PR #1184, opened 2018-12-06
resolved npm warning for deprecated license metadata

### LINKED ISSUE #245: Graphical View - tooltip appearing offscreen
In the graphical view, the tooltip for the timelines can appear offscreen. Good example of this is Cohort #3079 in the J&J environment. 

image

fdefalco:
updated d3-tip 
closes #245

### DIFF
--- a/js/settings.js
+++ b/js/settings.js
@@ -1,183 +1,184 @@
------------------------------------------------------------------------
* _TASK BRIEF_
Filter the records, keeping only lines that contain "offscreen", and show those lines.

* _PROBLEM SOLUTION_
### LINKED ISSUE #245: Graphical View - tooltip appearing offscreen
In the graphical view, the tooltip for the timelines can appear offscreen. Good example of this is Cohort #3079 in the J&J environment. 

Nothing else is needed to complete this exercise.